PR #259, opened 2022-10-24
refactor the transport

clyang82:
ref: https://github.com/stolostron/backlog/issues/26483
Signed-off-by: clyang82 <chuyang@redhat.com>

PR #305, opened 2023-01-05
fix duplicated kafka consumer ID in global hub agent.

morvencao:
fix: https://github.com/stolostron/backlog/issues/27083
which is introduced in https://github.com/stolostron/multicluster-global-hub/pull/259/

### DIFF
--- a/operator/pkg/controllers/addon/manifests/templates/agent/multicluster-global-hub-agent-deployment.yaml
+++ b/operator/pkg/controllers/addon/manifests/templates/agent/multicluster-global-hub-agent-deployment.yaml
@@ -24,6 +24,7 @@ spec:
             - '--zap-devel=true'
             - --pod-namespace=$(POD_NAMESPACE)
             - --leaf-hub-name={{ .LeafHubID }}
+            - --kakfa-consumer-id={{ .LeafHubID }}
             - --enforce-hoh-rbac=false
             - --transport-type=kafka
             - --kafka-bootstrap-server={{ .KafkaBootstrapServer }}
--- a/agent/cmd/agent/main_test.go
+++ b/agent/cmd/agent/main_test.go
@@ -116,6 +116,8 @@ func TestAgent(t *testing.T) {
 			"default",
 			"--leaf-hub-name",
 			"hub1",
+			"--kakfa-consumer-id",
+			"hub1",
 			"--lease-duration",
 			"15",
 			"--renew-deadline",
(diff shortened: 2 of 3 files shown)


operator/pkg/controllers/addon/manifests/templates/agent/multicluster-global-hub-agent-deployment.yaml
```diff
@@ -24,6 +24,7 @@ spec:
             - '--zap-devel=true'
             - --pod-namespace=$(POD_NAMESPACE)
             - --leaf-hub-name={{ .LeafHubID }}
+            - --kakfa-consumer-id={{ .LeafHubID }}
```
clyang82, line 27: what is default value without specifying it obviously?

yanmxa: Each consumer has a unique consumer.id across its consumer group. If you don't define a consumer.id, the Kafka client (Java, Python, Node.js, etc) usually chooses a random ID.
Refer: https://stackoverflow.com/questions/34550873/difference-between-groupid-and-consumerid-in-kafka-consumer

yanmxa:
I think maybe we need to make sure different regional hub have a different `group.id`. 
image

As you can see from this figure, if two consumers are in the same group, there is no guarantee that each consumer in the group will receive the message, but every group will receive the full information about the topic.

operator/pkg/controllers/addon/manifests/templates/agent/multicluster-global-hub-agent-deployment.yaml
morvencao: we use `kakfa-consumer-id` as kafka consumer ID and group ID, see: https://github.com/stolostron/multicluster-global-hub/blob/7dcb96485c9576e26d8a875134cb1a095e87b17e/pkg/transport/consumer/kafka_consumer.go#L69-L70 That means each agent can receive all the partitions of the message.

morvencao:
we use `kakfa-consumer-id` as kafka consumer ID and group ID, see: https://github.com/stolostron/multicluster-global-hub/blob/7dcb96485c9576e26d8a875134cb1a095e87b17e/pkg/transport/consumer/kafka_consumer.go#L69-L70 That means each agent can receive all the partitions of the message.
@yanmxa

clyang82:
It was introduced by https://github.com/stolostron/multicluster-global-hub/pull/259. the previous value is regional hub name. #259 made it as an immutable value.

/lgtm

———

*Your assignment*.
In the data above, find each line that uses the string "blob". Copy it.

*Result*.
morvencao: we use `kakfa-consumer-id` as kafka consumer ID and group ID, see: https://github.com/stolostron/multicluster-global-hub/blob/7dcb96485c9576e26d8a875134cb1a095e87b17e/pkg/transport/consumer/kafka_consumer.go#L69-L70 That means each agent can receive all the partitions of the message.
we use `kakfa-consumer-id` as kafka consumer ID and group ID, see: https://github.com/stolostron/multicluster-global-hub/blob/7dcb96485c9576e26d8a875134cb1a095e87b17e/pkg/transport/consumer/kafka_consumer.go#L69-L70 That means each agent can receive all the partitions of the message.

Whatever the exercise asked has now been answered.